*What you have to do*: Every entry must appear in the answer exactly as written.

*Items listed in a dataset*:
PR #232, opened 2020-11-19
Rework self merges

### LINKED ISSUE #216: Improve search for a relevant "ready to merge"
The problem is that using `firstApprovalDate` can kick in when the first approval is irrelevant for Merge:Auto, so what can happen, as demonstrated in DefinitelyTyped/DefinitelyTyped#48652 is:

* A review needs a maintainer approval
* It gets a random approval
* Author says "ready to merge" -- which is ignored since it's not in Merge:Auto
* Maintainer approves
* The bot moves it to Merge:Auto,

*Exercise solution*:
PR #232, opened 2020-11-19
Rework self merges

### LINKED ISSUE #216: Improve search for a relevant "ready to merge"
The problem is that using `firstApprovalDate` can kick in when the first approval is irrelevant for Merge:Auto, so what can happen, as demonstrated in DefinitelyTyped/DefinitelyTyped#48652 is:

* A review needs a maintainer approval
* It gets a random approval
* Author says "ready to merge" -- which is ignored since it's not in Merge:Auto
* Maintainer approves
* The bot moves it to Merge:Auto,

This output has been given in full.